In 2001, barely a month after the terrorist attack in September, the Senate passed the USA PATRIOT Act of 2021 98-1, with one other not voting. It doesn’t get much more bipartisan than that. The Department of Justice said of the new law that it “improves our counter-terrorism efforts in several significant ways.” Be that as it may, it also significantly grew the police state in America and ran afoul of Benjamin Franklin’s warning about trading liberty for temporary safety. The Act gave law enforcement and executive agencies sweeping powers of surveillance all in the name of keeping us secure against terrorists – but as famous whistleblower Edward Snowden demonstrated, the federal government became obsessed with “making every conversation and every form of behavior in the world known to them,” as he told The Guardian in 2013.

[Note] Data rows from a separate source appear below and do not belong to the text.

PR #795, opened 2024-03-07
Fix flaky integration tests

colincasey:
Several of the metrics tests are temporal-based and, while we can get decent reliability by tweaking the timeouts used, it's not a guarantee that the chosen timeouts will always be effective which can lead to unwanted flakiness during test runs or test runs that wait longer than necessary.

To balance the tradeoff between wait time and test execution time, this PR introduces `wait_for(condition, timeout)` which will continually poll the state of the given `condition` until it passes or the `timeout` is exceeded. This should help to minimize the wait time required to guarantee the expected outcome.

### DIFF
--- a/test_support/src/lib.rs
+++ b/test_support/src/lib.rs
@@ -6,6 +6,7 @@ use libcnb_test::{
     assert_contains, BuildConfig, BuildpackReference, ContainerConfig, ContainerContext,
     TestContext, TestRunner,
 };
+use std::any::Any;
 use std::net::SocketAddr;
 use std::panic;
 use std::path::{Path, PathBuf};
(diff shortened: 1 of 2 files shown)


test_support/src/lib.rs
```diff
@@ -119,6 +120,27 @@ pub fn assert_web_response(ctx: &TestContext, expected_response_body: &'static s
...
+    {
+        let result = panic::catch_unwind(|| {
+            condition();
+        });
+        if result.is_ok() {
+            return;
+        }
+        std::thread::sleep(Duration::from_millis(10));
+    }
+    panic!("timeout exceeded");
```
joshwlewis, line 141: Would we ever see the actual failure message while using `wait_for`? What I mean is, if this check continually fails:

```
assert_not_contains!(
  container.logs_now().stderr,
  "Registering metrics instrumentation"
);
```
Not because of a timeout, but because we changed the message, does that error show up? Or is only the `timeout exceeded` message seen?

joshwlewis: Just thinking it might make more sense to do something like this after the timeout:

```
eprintln!("wait_for timeout exceeded");
condition()
```

So we still get the original assertion messages, and can see that it timed out.

colincasey: Good call.  I'll capture the potential error from the condition and propagate it forward so if the desired outcome wasn't reached within the timeout it will print the failure message from `assert_not_contains!(container.logs_now().stderr, "Registering metrics instrumentation");`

The Second Amendment has also been no stranger to intrusion:
- The National Firearms Act of 1934 was a direct response to gang violence – which, itself, was the result of the doomed government policy known as Prohibition. It cleared the Senate by a voice vote.
- Initially inspired by the assassination of President John F. Kennedy in 1963, the Gun Control Act of 1968 was passed through the Senate with the help of 31 Republicans.

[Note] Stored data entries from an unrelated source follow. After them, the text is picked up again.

PR #814, opened 2024-04-18
Use artifact inventory

runesoerensen:
This PR introduces support for the artifact inventory code shared with the Go buildpack, and updates the GitHub actions for node.js to write a corresponding `inventory.toml` file in the new format (which includes the `sha256` checksum that is used to verify the download, as well as the upstream URL rather than our own S3 mirrored artifact store).

A few notes:

* The shared inventory code is being [pulled directly from the Go buildpack](https://github.com/heroku/buildpacks-nodejs/pull/814/files#diff-1c40ca553da3605cd6bc186c75dc58896ae0e0114a1bb8479939b219747d3117R10). This will be moved to `libherokubuildpack` at some point.
* The inventory file includes arm64 and amd64 linux artifacts and are resolved based on [the current host OS and arch](https://github.com/heroku/buildpacks-nodejs/pull/814/files#diff-8aedf08d8ee6e6284476c90e1f7457c8e0be666ac0cf4822b5f4785f10737214R91-R93).
* `darwin` artifacts and the `staging` channel releases are no longer included in the inventory.
* As the classic nodejs buildpack uses the current implementation for inventory updates, this PR does not update or remove any of the shared code.
* When/if the classic node.js buildpack if migrated to use the new inventory utilities we can remove the node specific code from this repository.

We may also want to consider migrating NPM and Yarn over to the new format at some point (so we can avoid mirroring, and simplify our codebase), but that's probably out of scope for the time being.

### DIFF
--- a/.github/workflows/inventory.yml
+++ b/.github/workflows/inventory.yml
@@ -7,14 +7,54 @@ on:
 
 jobs:
   update-nodejs-inventory:
-    name: Node.js
-    uses: ./.github/workflows/_update-inventory.yml
-    with:
-      name: Node.js
-      distribution: node
-      buildpack_id: heroku/nodejs-engine
-      buildpack_path: buildpacks/nodejs-engine
-    secrets: inherit
+    name: Update Node.js Inventory
+    runs-on: pub-hk-ubuntu-22.04-small
+    steps:
+      - uses: heroku/use-app-token-action@main
+        id: generate-token
+        with:
+          app_id: ${{ vars.LINGUIST_GH_APP_ID }}
+          private_key: ${{ secrets.LINGUIST_GH_PRIVATE_KEY }}
+
+      - name: Checkout Repo
+        uses: actions/checkout@v4
+
+      - id: install-rust-toolchain
+        name: Install Rust Toolchain
+        uses: actions-rs/toolchain@v1
+        with:
+          toolchain: stable
+
+      - name: Rebuild Inventory
+        id: rebuild-inventory
+        run: |
+          delimiter="$(openssl rand -hex 8)"
+          {
+            echo "msg<<${delimiter}"
+            cargo run --bin update_node_inventory buildpacks/nodejs-engine/inventory.toml
+            echo "${delimiter}"
+          } >> $GITHUB_OUTPUT
+
+      - name: Update Changelog
+        run: echo "${{ steps.rebuild-inventory.outputs.msg }}" | xargs -r -I '{}' perl -i -p -e 's/\[Unreleased\]\s+/[Unreleased]\n\n- {}/' buildpacks/nodejs-engine/CHANGELOG.md
+
+      - name: Create Pull Request
+        id: pr
+        uses: peter-evans/create-pull-request@v6
+        with:
+          token: ${{ steps.generate-token.outputs.app_token }}
+          title: "Update Node.js Inventory"
+          commit-message: "Update Inventory for heroku/nodejs\n\n${{ steps.rebuild-inventory.outputs.msg }}"
+          committer: ${{ vars.LINGUIST_GH_APP_USERNAME }} <${{ vars.LINGUIST_GH_APP_EMAIL }}>
+          author: ${{ vars.LINGUIST_GH_APP_USERNAME }} <${{ vars.LINGUIST_GH_APP_EMAIL }}>
+          branch: update-nodejs-inventory
+          body: "Automated pull-request to update heroku/nodejs inventory:\n\n${{ steps.rebuild-inventory.outputs.msg }}"
+
+      - name: Configure PR
+        if: steps.pr.outputs.pull-request-operation == 'created'
+        env:
+          GH_TOKEN: ${{ steps.generate-token.outputs.app_token }}
+        run: gh pr merge --squash --auto "${{ steps.pr.outputs.pull-request-number }}"
 
   update-yarn-inventory:
     name: Yarn
--- a/.github/workflows/inventory.yml
+++ b/.github/workflows/inventory.yml
@@ -22,6 +22,9 @@ jobs:
       - name: Update Rust toolchain
         run: rustup update
 
+      - name: Rust cache
+        uses: Swatinem/rust-cache@v2.7.3
+
       - name: Rebuild Inventory
         id: rebuild-inventory
         run: |
--- a/.github/workflows/inventory.yml
+++ b/.github/workflows/inventory.yml
@@ -19,11 +19,8 @@ jobs:
       - name: Checkout Repo
         uses: actions/checkout@v4
 
-      - id: install-rust-toolchain
-        name: Install Rust Toolchain
-        uses: actions-rs/toolchain@v1
-        with:
-          toolchain: stable
+      - name: Update Rust toolchain
+        run: rustup update
 
       - name: Rebuild Inventory
         id: rebuild-inventory
--- a/buildpacks/nodejs-engine/src/main.rs
+++ b/buildpacks/nodejs-engine/src/main.rs
@@ -1,9 +1,9 @@
 use crate::layers::{
     DistLayer, DistLayerError, NodeRuntimeMetricsError, NodeRuntimeMetricsLayer, WebEnvLayer,
 };
-use heroku_nodejs_utils::inv::Inventory;
+use heroku_inventory_utils::inv::{resolve, Arch, Inventory, Os};
 use heroku_nodejs_utils::package_json::{PackageJson, PackageJsonError};
-use heroku_nodejs_utils::vrs::Requirement;
+use heroku_nodejs_utils::vrs::{Requirement, Version};
 use libcnb::build::{BuildContext, BuildResult, BuildResultBuilder};
 use libcnb::data::build_plan::BuildPlanBuilder;
 use libcnb::data::launch::{LaunchBuilder, ProcessBuilder};
@@ -17,6 +17,7 @@ use libcnb_test as _;
 use libherokubuildpack::log::{log_error, log_header, log_info};
 #[cfg(test)]
 use serde_json as _;
+use sha2::Sha256;
 #[cfg(test)]
 use test_support as _;
 use thiserror::Error;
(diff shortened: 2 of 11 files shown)


.github/workflows/inventory.yml
```diff
@@ -7,14 +7,54 @@ on:
...
+        run: |
+          delimiter="$(openssl rand -hex 8)"
+          {
+            echo "msg<<${delimiter}"
+            cargo run --bin update_node_inventory buildpacks/nodejs-engine/inventory.toml
+            echo "${delimiter}"
+          } >> $GITHUB_OUTPUT
+
+      - name: Update Changelog
+        run: echo "${{ steps.rebuild-inventory.outputs.msg }}" | xargs -r -I '{}' perl -i -p -e 's/\[Unreleased\]\s+/[Unreleased]\n\n- {}/' buildpacks/nodejs-engine/CHANGELOG.md
```
colincasey, line 39: Since you're in here, maybe now is a good time to leverage `heroku/keep_a_changelog` since this search-and-replace doesn't conform to the Keep a Changelog spec ;)

buildpacks/nodejs-engine/src/main.rs
```diff
@@ -85,30 +88,32 @@ impl Buildpack for NodeJsEngineBuildpack {
             Requirement::parse(LTS_VERSION).expect("The default Node.js version should be valid")
         };
 
-        let target_release =
-            inv.resolve(&version_range)
-                .ok_or(NodeJsEngineBuildpackError::UnknownVersionError(
-                    version_range.to_string(),
-                ))?;
+        let target_artifact = match (consts::OS.parse::<Os>(), consts::ARCH.parse::<Arch>()) {
```
colincasey, line 91: Are `consts::OS` and `consts::ARCH` equivalent to the `context.target.os` and `context.target.arch` provided by [libcnb.rs](https://github.com/heroku/libcnb.rs/blob/main/libcnb/src/target.rs)?

common/nodejs-utils/src/bin/update_node_inventory.rs
```diff
@@ -0,0 +1,168 @@
...
+use std::{
+    collections::{HashMap, HashSet},
+    env, fs, process,
+};
+
+/// Updates the local node.js inventory.toml with versions published on nodejs.org.
+fn main() {
+    let inventory_path = env::args().nth(1).unwrap_or_else(|| {
+        eprintln!("Usage: update_inventory <path/to/inventory.toml>");
+        process::exit(2);
```
colincasey, line 21: Why do the exit codes in this binary jump all over the place? I see `2`, `1`, `4`, `6`, and `7`. Are these supposed to mean something?

common/nodejs-utils/src/bin/update_node_inventory.rs
```diff
@@ -0,0 +1,168 @@
...
+            list.iter()
+                .map(ToString::to_string)
+                .collect::<Vec<_>>()
+                .join(", ")
+        );
+    });
+}
+
+fn list_upstream_artifacts() -> Result<Vec<Artifact<Version, Sha256>>, anyhow::Error> {
+    let target_version = Version::parse("0.8.6").context("Failed to parse version")?;
```
colincasey, line 77: Minor - `target_version` is a bit of a misnomer.  

```suggestion
let earliest_version = Version::parse("0.8.6").context("Failed to parse earliest Node.js version")?;
```

common/nodejs-utils/src/bin/update_node_inventory.rs
```diff
@@ -0,0 +1,168 @@
...
+
+    list_releases()?
+        .into_iter()
+        .filter(|release| release.version >= target_version)
+        .map(|release| get_release_artifacts(&release))
+        .collect::<Result<Vec<_>>>()
+        .map(|nested| nested.into_iter().flatten().collect())
```
colincasey, line 84: This is one of those cases where you'd think a `flat_map` would be helpful but it isn't. Don't be afraid to fallback to loops if might make the code a bit clearer :)

```rust
let mut artifacts = vec![];
for release in list_releases()? {
  if release.version >= target_version {
    for artifact in get_release_artifacts(&release)? {
      artifacts.push(artifact);
    }
  }
}
Ok(artifacts)
```

common/nodejs-utils/src/bin/update_node_inventory.rs
```diff
@@ -0,0 +1,168 @@
...
+        );
+    });
+}
+
+fn list_upstream_artifacts() -> Result<Vec<Artifact<Version, Sha256>>, anyhow::Error> {
+    let target_version = Version::parse("0.8.6").context("Failed to parse version")?;
+
+    list_releases()?
+        .into_iter()
+        .filter(|release| release.version >= target_version)
```
colincasey, line 81: It would be nice if this accounted for versions already in the inventory so that we don't have to make a ton of requests for `SHASUMS256.txt` files.

common/nodejs-utils/src/bin/update_node_inventory.rs
joshwlewis: I think I did this in the original inventory binaries. I was thinking it'd be easier for the devs using it to trace errors back to their source. I don't think it was a particularly good idea, and I don't think it's used anywhere. Feel free to use the exit codes that makes sense.

joshwlewis (approved):
Direction looks good to me. I tend to agree with Colin's comments, so looks good once those are resolved.

buildpacks/nodejs-engine/src/main.rs
runesoerensen: No, the `Target` fields set by libcnb.rs maps to the environment variables provided by the lifecycle (and in turn, read from the run image): https://buildpacks.io/docs/for-buildpack-authors/concepts/targets/

The values will often be equivalent though (but may differ in some scenarios, e.g. when the build and run images have different architectures), but that's as far as I'm aware that won't happen (at least for buildpacks that require OS/arch specific binaries).

common/nodejs-utils/src/bin/update_node_inventory.rs
runesoerensen: Ah that was a mistake -- fixed in https://github.com/heroku/buildpacks-nodejs/pull/814/commits/3f1d6cfc51819af8f428f6bfbedbdd3fddd888be :)

common/nodejs-utils/src/bin/update_node_inventory.rs
runesoerensen: Updated to use exit code 1 consistently (same as other scripts) https://github.com/heroku/buildpacks-nodejs/pull/814/commits/278eaea37b1846d16b19dc16c5d792d7ad729112

common/nodejs-utils/src/bin/update_node_inventory.rs
runesoerensen: That's a good point -- I've simplified the expression as you suggested in https://github.com/heroku/buildpacks-nodejs/pull/814/commits/59cfa15b722cf1e2ef69944fb6b54d3254bc5c0d

.github/workflows/inventory.yml
```diff
@@ -7,14 +7,54 @@ on:
...
+      - uses: heroku/use-app-token-action@main
+        id: generate-token
+        with:
+          app_id: ${{ vars.LINGUIST_GH_APP_ID }}
+          private_key: ${{ secrets.LINGUIST_GH_PRIVATE_KEY }}
+
+      - name: Checkout Repo
+        uses: actions/checkout@v4
+
+      - id: install-rust-toolchain
```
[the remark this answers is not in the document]
runesoerensen: Fixed by removing this step altogether :) https://github.com/heroku/buildpacks-nodejs/pull/814/commits/28a32f50fce7b1b68efc3a39854b5f390f8e0bea

.github/workflows/inventory.yml
```diff
@@ -7,14 +7,54 @@ on:
...
+        name: Install Rust Toolchain
+        uses: actions-rs/toolchain@v1
```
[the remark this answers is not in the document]
runesoerensen: No particular reason (besides from this being mostly copy-pasted from the equivalent script in `buildpacks-go`. I've changed it to use the same approach as other workflows in this repository: https://github.com/heroku/buildpacks-nodejs/pull/814/commits/28a32f50fce7b1b68efc3a39854b5f390f8e0bea

.github/workflows/inventory.yml
```diff
@@ -7,14 +7,54 @@ on:
...
+        with:
+          toolchain: stable
```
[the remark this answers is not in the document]
runesoerensen: There's definitely a benefit to caching here as well -- I've added the caching action here: https://github.com/heroku/buildpacks-nodejs/pull/814/commits/eaa077938f359a89d8f36eb5074a383fc9962853

.github/workflows/inventory.yml
runesoerensen: I'd be delighted to do this :-) But I'd also rather not mess around with the existing GitHub actions as part of this PR (and it seems the approach we take should be consistent across all actions that modify the changelog?) -- I've opened an issue so we can handle this change in a separate PR https://github.com/heroku/buildpacks-nodejs/issues/820. Hope that works?

runesoerensen: Easy to implement though https://github.com/heroku/buildpacks-dotnet/pull/2 :)

common/nodejs-utils/src/bin/update_node_inventory.rs
runesoerensen: I took a stab at this here: https://github.com/heroku/buildpacks-nodejs/compare/4d5f13b03a25900a1844103281f6f5570b538d3c..7e46492f0403d9bf9d0a5bcb033ed69e80675867 -- basically inlined the functions (to avoid having to pass around the list of local/inventory artifacts), and cloning artifacts when there's one in the inventory that matches the os, arch and version for an upstream release.

Not sure it's super elegant, but readability isn't much worse than before :-) And it completes in 1-2 seconds now (vs about a minute with the previous approach)

colincasey: Just gave it a quick run-through. Seems to work well and I don't find it unreadable 😅

runesoerensen:
The PR is ready to go, but I'll wait to hear back from the SA process!

colincasey (approved):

- There were 16 Republicans who voted to pass to the Brady Handgun Violence Prevention Act Federal Firearms License Reform Act of 1993, which created the national criminal background check system, created the list of prohibited persons, and required licenses for firearm dealers. Jim “the Bear” Brady had been Reagan’s White House press secretary. He was permanently disabled in the 1981 attempt on the president’s life.
- Nine Republicans then helped the Democrats pass the infamous assault weapons ban of 1994.
A decades-spanning series of tragedies that resulted in knee-jerk reactions by members of Congress who felt a need to “do something,” even if that meant infringing upon a right long recognized as uninfringeable since the founding of the nation.
More recently, bipartisan action has brought us a new federal gun control law. While the Bipartisan Safer Communities Act didn’t throttle back the Second Amendment right to keep and bear arms quite as thoroughly as the older examples mentioned before, it still meant broader background checks, more people disarmed, and a slush fund to pay states to implement red-flag laws. While Biden didn’t see his full Build Back Better dream become a reality, bipartisan action brought about the $1.2 trillion Infrastructure Investment and Jobs Act, which still included a progressive wish list of green spending.
The base pay for a member of Congress is $174,000 a year. Across the Senate and House, including non-voting delegates, there are 541 elected members of Congress. That comes out to no less than $97.6 million a year before even counting the extra pay for leadership positions or all the congressional staffers. As expensive as Congress is, it’s tempting to complain when they don’t do what most folks perceive their job to be. But considering the net result of all these years of legislation, committing more and more tax dollars to various causes and growing the leviathan the federal government has become, perhaps the American people are far better off when the partisan Congress doesn’t work. Whatever we’re paying them today to bicker and argue between themselves, it pales in comparison to what we’ve lost since the founding.